# Find minimum algorithm complexity

So, I have this task: Let us have square matrix $A \ size\ n\ \times\ n$ for which is true: $$A(k,l)<=A(m,p)\ if \ k <=m, l<=p$$ I need to find algorithm, which finds value X in such matrix, which is not very hard, it combination of binary search, first to find row(or column), and then binary search in row(or column) which will be $~nlog(n)$. But second task is: prove that there is no algorithm which will do it for $O(n)$ time complexity that is the point where I'm stuck. I know how to calculate complexity of some algorithm, but I don't know how to prove that my algorithm is fastest.

Thank you!

• Size $n$ meaning that it is $n \times n$? – dalastboss Mar 15 '15 at 21:06
• Yes, I think, I'll change it to $n\ \times\ n$ – DoctorMoisha Mar 16 '15 at 19:02

I think this is not correct. The problem can actually be solved in $$O(n)$$.
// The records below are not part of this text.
PR #327, opened 2023-02-07
Pulsar Reader (imperative) Boot properties support

sobychacko:

### DIFF
--- a/spring-pulsar-spring-boot-autoconfigure/src/main/java/org/springframework/pulsar/autoconfigure/PulsarProperties.java
+++ b/spring-pulsar-spring-boot-autoconfigure/src/main/java/org/springframework/pulsar/autoconfigure/PulsarProperties.java
@@ -79,6 +79,8 @@ public class PulsarProperties {
 
 	private final Admin admin = new Admin();
 
+	private final Reader reader = new Reader();
+
 	private final Defaults defaults = new Defaults();
 
 	public Consumer getConsumer() {
@@ -109,6 +111,10 @@ public class PulsarProperties {
 		return this.admin;
 	}
 
+	public Reader getReader() {
+		return this.reader;
+	}
+
 	public Defaults getDefaults() {
 		return this.defaults;
 	}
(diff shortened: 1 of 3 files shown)


spring-pulsar-spring-boot-autoconfigure/src/main/java/org/springframework/pulsar/autoconfigure/PulsarProperties.java
```diff
@@ -2075,6 +2085,120 @@ public Map<String, Object> buildProperties() {
 
 	}
 
+	public static class Reader {
+
+		/**
+		 * Topic name.
```
onobc, line 2091: **[NIT]** there can be multiples

spring-pulsar-spring-boot-autoconfigure/src/test/java/org/springframework/pulsar/autoconfigure/PulsarPropertiesTests.java
```diff
@@ -503,4 +504,38 @@ void functionProperties() {
...
 	}
 
+	@Nested
+	class ReaderPropertiesTests {
+
+		@Test
+		void readerProperties() {
+			Map<String, String> props = new HashMap<>();
+
+			props.put("spring.pulsar.reader.topic-names", "my-topic");
```
onobc, line 514: I noticed you use kebab-case here but camel case below props.

spring-pulsar-spring-boot-autoconfigure/src/test/java/org/springframework/pulsar/autoconfigure/PulsarPropertiesTests.java
```diff
@@ -511,7 +511,7 @@ class ReaderPropertiesTests {
 		void readerProperties() {
 			Map<String, String> props = new HashMap<>();
 
-			props.put("spring.pulsar.reader.topic-names", "my-topic");
```
onobc: Oh, sorry @sobychacko - I should have clarified. I meant that we typically use the relaxed named binding on the "left hand side" as that is typically what peepz will use in yml so it theoretically helps catch that.

onobc (approved):
LGTM @sobychacko !

PR #333, opened 2023-02-08
Add reader application properties doc

cbornet:


onobc (approved):
Thx for adding this @cbornet

PR #338, opened 2023-02-11
Add consumer/producer config props to binder and binding level

onobc:
Add full consumer/producer props to binder/binding props

* Re-use the consumer and producer props from PulsarProperties
* Add unit and integration test for newly added props


spring-pulsar/src/main/java/org/springframework/pulsar/core/DefaultPulsarConsumerFactory.java
```diff
@@ -89,9 +86,7 @@ public Consumer<T> createConsumer(Schema<T> schema, @Nullable Collection<String>
 		if (!CollectionUtils.isEmpty(customizers)) {
 			customizers.forEach(customizer -> customizer.customize(consumerBuilder));
 		}
-		Consumer<T> consumer = consumerBuilder.subscribe();
-		this.consumers.add(consumer);
```
onobc, line 93: **[UNRELATED]** but a memory leak waiting to happen. I removed it as it was not being used by anything.

PR #339, opened 2023-02-13
Pulsar binder partition count defaults

sobychacko:
In Pulsar, partitioned topics are optional. If we set the default partition count to be 1, then it unnecessarily creates a partitoned topic. Therefore, we need to set the default partition count as 0 in the binder and extended binding properties.

### DIFF
--- a/spring-pulsar-spring-cloud-stream-binder/src/main/java/org/springframework/pulsar/spring/cloud/stream/binder/properties/PulsarBinderConfigurationProperties.java
+++ b/spring-pulsar-spring-cloud-stream-binder/src/main/java/org/springframework/pulsar/spring/cloud/stream/binder/properties/PulsarBinderConfigurationProperties.java
@@ -36,7 +36,7 @@ public class PulsarBinderConfigurationProperties {
 	@NestedConfigurationProperty
 	private final ProducerConfigProperties producer = new ProducerConfigProperties();
 
-	private int partitionCount = 1;
+	private int partitionCount = 0;
 
 	public ConsumerConfigProperties getConsumer() {
 		return this.consumer;
--- a/spring-pulsar-spring-cloud-stream-binder/src/main/java/org/springframework/pulsar/spring/cloud/stream/binder/properties/PulsarBinderConfigurationProperties.java
+++ b/spring-pulsar-spring-cloud-stream-binder/src/main/java/org/springframework/pulsar/spring/cloud/stream/binder/properties/PulsarBinderConfigurationProperties.java
@@ -18,6 +18,7 @@ package org.springframework.pulsar.spring.cloud.stream.binder.properties;
 
 import org.springframework.boot.context.properties.ConfigurationProperties;
 import org.springframework.boot.context.properties.NestedConfigurationProperty;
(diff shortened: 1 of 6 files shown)


spring-pulsar-spring-cloud-stream-binder/src/main/java/org/springframework/pulsar/spring/cloud/stream/binder/properties/PulsarConsumerProperties.java
```diff
@@ -41,7 +41,7 @@ public class PulsarConsumerProperties extends ConsumerConfigProperties {
 	@Nullable
 	private Class<?> messageValueType;
 
-	private Integer partitionCount = 1;
```
onobc, line 44: I would suggest we move this back to big integer (and change the property in the binder to big integer) as that allows us to differentiate "user has not set anything" from "this is the default". In this case, because we set a default it only provides consistency w/ the other fields that have moved over to the non-primitive primitive wrappers. 

Wdyt?

spring-pulsar-spring-cloud-stream-binder/src/main/java/org/springframework/pulsar/spring/cloud/stream/binder/properties/PulsarBinderConfigurationProperties.java
```diff
@@ -36,7 +36,7 @@ public class PulsarBinderConfigurationProperties {
 	@NestedConfigurationProperty
 	private final ProducerConfigProperties producer = new ProducerConfigProperties();
 
-	private int partitionCount = 1;
+	private int partitionCount = 0;
```
onobc, line 40: Not directly related to this PR, but Do you mind changing the accessor from `partitionCount` to `getPartitionCount` to keep consistent w/ the other config props.

spring-pulsar-spring-cloud-stream-binder/src/main/java/org/springframework/pulsar/spring/cloud/stream/binder/properties/PulsarConsumerProperties.java
```diff
@@ -41,7 +41,7 @@ public class PulsarConsumerProperties extends ConsumerConfigProperties {
...
+	private int partitionCount = 0;
```
onobc, line 45: Wdyt about using null for the default which we can then interpret as no partitions?

onobc (changes requested):
@sobychacko change looks good. I have a couple of nit comments to address.

spring-pulsar-spring-cloud-stream-binder/src/main/java/org/springframework/pulsar/spring/cloud/stream/binder/properties/PulsarConsumerProperties.java
sobychacko: ok, good point.

onobc (approved):
Thx for the updates @sobychacko . LGTM!

Issue #480, opened 2023-11-09
Setting subscription name using `spring.pulsar.consumer.subscription.name` configuration property doesn't work


vpavic:
[Pulsar Listener section](https://docs.spring.io/spring-pulsar/docs/1.0.0-RC1/reference/reference/pulsar.html#pulsar-listener) of reference manual provides snippets that suggest it's possible to configure subscription name only using `spring.pulsar.consumer.subscription.name` configuration property and without having `subscriptionName` specified on `@PulsarListener`.

However, in practice, I don't see this being possible due to subscription name being generated in `PulsarListenerAnnotationBeanPostProcessor` if omitted on annotation:
https://github.com/spring-projects/spring-pulsar/blob/728a74bcb00c6ee5b884ea8641c48fd309240240/spring-pulsar/src/main/java/org/springframework/pulsar/annotation/PulsarListenerAnnotationBeanPostProcessor.java#L364-L369

Which combined with `DefaultPulsarConsumerFactory` applying the generated subscription name to `ConsumerBuilder` results in the value specified by `spring.pulsar.consumer.subscription.name` configuration property being overwritten by generated one:
https://github.com/spring-projects/spring-pulsar/blob/728a74bcb00c6ee5b884ea8641c48fd309240240/spring-pulsar/src/main/java/org/springframework/pulsar/core/DefaultPulsarConsumerFactory.java#L86-L88

onobc:
Hi @vpavic - thanks for the report, I will take a look.

onobc:
Good catch @vpavic, you are correct. This does not work as advertised because (as you detailed in the description) the default is only applied if the incoming name is null and in this case the annotation processor has set it to the generated name.

That being said, I don't think it would be valuable to use the default sub name because it is likely there will be multiple `@PulsarListener`s which would then require separate names. What I think would be helpful would be to allow the setting a default listener container sub name generated prefix and then the name would be `MY_PREFIX(0...N)`. A more flexible step would be to introduce the concept of a subscription name generator and plug that into the listener/containers. 

For now I will remove the falsey out of the docs and keep this issue open for further exploration around this area. Sound good to you? 

Again, thanks for finding this and thanks for the detailed analysis.

vpavic:
Thanks for looking into this @onobc, I'll review the PR that updates the documentation.

[...]

PR #482, opened 2023-11-10
Clarify use of default subscription name in @PulsarListener

onobc:
See #480

cc: @vpavic

### DIFF
--- a/spring-pulsar-docs/src/main/antora/modules/ROOT/pages/reference/pulsar.adoc
+++ b/spring-pulsar-docs/src/main/antora/modules/ROOT/pages/reference/pulsar.adoc
@@ -151,7 +151,7 @@ To use `PulsarListener`, you need to use the `@EnablePulsar` annotation.
 When you use Spring Boot support, it automatically enables this annotation and configures all the components necessary for `PulsarListener`, such as the message listener infrastructure (which is responsible for creating the Pulsar consumer).
 `PulsarMessageListenerContainer` uses a `PulsarConsumerFactory` to create and manage the Pulsar consumer.
 
-Spring Boot auto-configuration also provides this consumer factory which you can further configure by specifying any of the {spring-boot-pulsar-config-props}[`spring.pulsar.consumer.*`] application properties.
+Spring Boot auto-configuration also provides this consumer factory which you can further configure by specifying most of the {spring-boot-pulsar-config-props}[`spring.pulsar.consumer.*`] application properties (`subscription-name` is ignored and is instead generated when not specified on the annotation).
 
 Let us revisit the `PulsarListener` code snippet we saw in the quick-tour section:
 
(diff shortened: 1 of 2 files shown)


spring-pulsar-docs/src/main/antora/modules/ROOT/pages/reference/pulsar.adoc
```diff
@@ -151,7 +151,7 @@ To use `PulsarListener`, you need to use the `@EnablePulsar` annotation.
 When you use Spring Boot support, it automatically enables this annotation and configures all the components necessary for `PulsarListener`, such as the message listener infrastructure (which is responsible for creating the Pulsar consumer).
 `PulsarMessageListenerContainer` uses a `PulsarConsumerFactory` to create and manage the Pulsar consumer.
 
-Spring Boot auto-configuration also provides this consumer factory which you can further configure by specifying any of the {spring-boot-pulsar-config-props}[`spring.pulsar.consumer.*`] application properties.
+Spring Boot auto-configuration also provides this consumer factory which you can further configure by specifying most of the {spring-boot-pulsar-config-props}[`spring.pulsar.consumer.*`] application properties (`subscription-name` is ignored and is instead generated when not specified on the annotation).
```
vpavic, line 154: There's actually a typo (that was there before as well) in the property name - it should actually be `spring.pulsar.consumer.subscription.name` (instead of `.subscription-name`).

spring-pulsar-docs/src/main/antora/modules/ROOT/pages/reference/pulsar.adoc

Consider the following algorithm: Find the matrix element by starting in the top right corner at element $$A(1, n)$$ and moving towards the lower left corner $$A(n, 1)$$. In each step return $$A(k,l)$$ if $$X=A(k,l)$$, move left (i.e. decrease $$l$$) if $$X>A(k,l)$$ and move down (i.e. increase $$k$$) if $$A(k,l).

Too see that this works, consider the upper right submatrix with elements $$A(i,j)$$ for $$i=1,\ldots,k$$ and $$j=l,\ldots,n$$ for $$A(k,l)=X$$. When walking from $$A(1,n)$$ towards $$A(n,1)$$, we are leaving the upper right submatrix along the row or column where $$X$$ lies. We must pass $$X$$, because on the row where $$X$$ lies all elements on the right side of $$X$$ are large then $$X$$, so each step is a left move. In the same way if we are on one of the elements in the column where $$X$$ lies, each following step will be a down move.